An incubator is a device used to grow and maintain microbiological cultures or cell cultures. The incubator maintains optimal temperature, humidity and other conditions such as the CO_{2} and oxygen content of the atmosphere inside. Incubators are essential for much experimental work in cell biology, microbiology and molecular biology and are used to culture both bacterial and eukaryotic cells.

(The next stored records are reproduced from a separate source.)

PR #4111, opened 2017-01-26
Fix RealmCollection.contains not respecting custom equal methods

cmelchior:
Got reported directly, and fixing it was easier than creating the issue :D

EDIT: `static.realm.io` is still insanely slow so CI times out on the unit tests. Will move into review once that is fixed

### DIFF
--- a/CHANGELOG.md
+++ b/CHANGELOG.md
@@ -3,7 +3,7 @@
 ### Bug fixes
 
 * NPE problem in SharedRealm.finalize() (#3730).
-* `RealmList.contains()` and `RealmResults.contains()` now correctly uses custom `equals()` methods on Realm model classes.
+* `RealmList.contains()` and `RealmResults.contains()` now correctly use custom `equals()` method on Realm model classes.
 * Build error when the project is using Kotlin (#4087).
 * Bug causing classes to be replaced by classes already in Gradle's classpath (#3568).
 * NullPointerException when notifying a single object that it changed (#4086).
--- a/CHANGELOG.md
+++ b/CHANGELOG.md
@@ -2,7 +2,7 @@
 
 ### Bug fixes
 
-* NPE problem happened in SharedRealm.finalize() (#3730).
+* NPE problem in SharedRealm.finalize() (#3730).
 * `RealmList.contains()` and `RealmResults.contains()` now correctly uses custom `equals()` methods on Realm model classes.
 * Build error when the project is using Kotlin (#4087).
 * Bug causing classes to be replaced by classes already in Gradle's classpath (#3568).
--- a/CHANGELOG.md
+++ b/CHANGELOG.md
@@ -3,6 +3,7 @@
 ### Bug fixes
 
 * Fixed NPE problem happened in SharedRealm.finalize() (#3730).
+* `RealmList.contains()` and `RealmResults.contains()` now correctly uses custom `equals()` methods on Realm model classes.
 
 ## 2.3.0
 
--- a/realm/realm-library/src/androidTest/java/io/realm/RealmCollectionTests.java
+++ b/realm/realm-library/src/androidTest/java/io/realm/RealmCollectionTests.java
@@ -30,6 +30,7 @@ import java.util.Iterator;
 import java.util.List;
 
 import io.realm.entities.AllJavaTypes;
+import io.realm.entities.CustomMethods;
 import io.realm.entities.Dog;
 import io.realm.entities.NullTypes;
 import io.realm.rule.TestRealmConfigurationFactory;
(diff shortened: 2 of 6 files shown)


CHANGELOG.md
```diff
@@ -2,8 +2,10 @@
 
 ### Bug fixes
 
-* Fixed NPE problem happened in SharedRealm.finalize() (#3730).
+* NPE problem happened in SharedRealm.finalize() (#3730).
```
Zhuinden: are you sure you need `happened`?

CHANGELOG.md
```diff
@@ -2,9 +2,10 @@
 
 ### Bug fixes
 
-* Fixed NPE problem happened in SharedRealm.finalize() (#3730).
-* Fixed a build error when the project is using Kotlin (#4087).
-* Fixed a bug causing classes to be replaced by classes already in Gradle's classpath (#3568).
+* NPE problem in SharedRealm.finalize() (#3730).
+* `RealmList.contains()` and `RealmResults.contains()` now correctly uses custom `equals()` methods on Realm model classes.
```
kneth: "uses" -> "use"
"methods" -> "method"

realm/realm-library/src/androidTest/java/io/realm/RealmCollectionTests.java
```diff
@@ -181,6 +214,18 @@ public void contains_null() {
...
 
+    // Test that the custom equal methods is being used when testing if an object is part of the
+    // collection
+    @Test
+    public void contains_customEqualMethod() {
+        RealmCollection<CustomMethods> collection = createCustomMethodsCollection(realm, collectionClass);
+        // This custom equals method will only consider the field `name` when comparing objects.
+        // So this unmanaged version should be equal to any object with the same value, managed
+        // or not.
+        CustomMethods unmanaged = new CustomMethods("Child0");
```
kneth: Only test first element? Maybe testing `Child + TEST_SIZE - 1` too (checking the iterators)?

zaki50: And how about testing if `Child + TEST_SIZE` is not contained?

cmelchior:
Updated @kneth

realm/realm-library/src/androidTest/java/io/realm/entities/CustomMethods.java
```diff
@@ -33,20 +42,20 @@ public void setName(String name) {
...
 
-    @Ignore
-    public boolean reverseEquals;
+    public RealmList<CustomMethods> getMethods() {
+        return methods;
+    }
 
     @Override
     public boolean equals(Object o) {
         if (!(o instanceof CustomMethods)) {
```
nhachicha: - you're not checking for equal identity 
- passed object could be null

realm/realm-library/src/androidTest/java/io/realm/entities/CustomMethods.java
```diff
@@ -33,20 +42,20 @@ public void setName(String name) {
...
         CustomMethods other = (CustomMethods) o;
-        if (isManaged() == other.isManaged() && other.name.equals(name)) {
-            return !reverseEquals;
-        } else {
-            return reverseEquals;
-        }
+
+        // Only compare name. Managed and unmanaged objects will be equal as long as they have the
+        // same value
+        return other.name.equals(name);
```
nhachicha: - `other.name` is not required could be null

nhachicha: I suggest the following semi-generated impl
```java
@Override
public boolean equals(Object o) {
    if (this == o) return true;
    if (o == null || !(o instanceof CustomMethods)) return false;

    CustomMethods that = (CustomMethods) o;

// Only compare name. Managed and unmanaged objects will be equal as long as they have the same value
    return name != null ? name.equals(that.name) : that.name == null;
}
```

realm/realm-library/src/main/java/io/realm/RealmList.java
```diff
@@ -720,19 +720,26 @@ public boolean load() {
...
-        boolean contains = false;
         if (managedMode) {
             realm.checkIfValid();
+
+            // Deleted objects can never be part of a RealmList
             if (object instanceof RealmObjectProxy) {
                 RealmObjectProxy proxy = (RealmObjectProxy) object;
-                if (proxy.realmGet$proxyState().getRow$realm() != null && realm.getPath().equals(proxy.realmGet$proxyState().getRealm$realm().getPath()) && proxy.realmGet$proxyState().getRow$realm() != InvalidRow.INSTANCE) {
-                    contains = view.contains(proxy.realmGet$proxyState().getRow$realm().getIndex());
+                if (proxy.realmGet$proxyState().getRow$realm() == InvalidRow.INSTANCE) {
```
nhachicha: why removing the comparison  of the path ? we need to assure we're comparing managed object from the same Realm?

realm/realm-library/src/main/java/io/realm/RealmResults.java
```diff
@@ -189,14 +189,22 @@ public boolean isManaged() {
      */
     @Override
     public boolean contains(Object object) {
-        boolean contains = false;
-        if (isLoaded() && object instanceof RealmObjectProxy) {
-            RealmObjectProxy proxy = (RealmObjectProxy) object;
-            if (realm.getPath().equals(proxy.realmGet$proxyState().getRealm$realm().getPath()) && proxy.realmGet$proxyState().getRow$realm() != InvalidRow.INSTANCE) {
-                contains = (table.sourceRowIndex(proxy.realmGet$proxyState().getRow$realm().getIndex()) != TableOrView.NO_MATCH);
```
nhachicha: we're not using `Java_io_realm_internal_TableView_nativeFindBySourceNdx` for table views? and instead doing a linear comparison with all `RealmResults` elements? what's the performance impact ?

cmelchior: Probably quite big, but we are kinda forced to do that if you want to respect custom equal methods

realm/realm-library/src/main/java/io/realm/RealmList.java
cmelchior: Our autogenerated `equals` method does that

realm/realm-library/src/androidTest/java/io/realm/entities/CustomMethods.java
cmelchior: Yeah, I might have missed a few nuances here. I'll double check

cmelchior:
Updated @nhachicha

realm/realm-library/src/main/java/io/realm/RealmResults.java
cmelchior: https://github.com/realm/realm-java/issues/4139 have been created to track a potential improvement to this.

An incubator is made up of a chamber with a regulated temperature. Some incubators also regulate humidity, gas composition, or ventilation within that chamber.

The simplest incubators are insulated boxes with an adjustable heater, typically going up to 60 to 65 C, though some can go slightly higher (generally to no more than 100 °C). The most commonly used temperature both for bacteria such as the frequently used E. coli as well as for mammalian cells is approximately 37 °C (99 °F), as these organisms grow well under such conditions. For other organisms used in biological experiments, such as the budding yeast Saccharomyces cerevisiae, a growth temperature of 30 °C is optimal.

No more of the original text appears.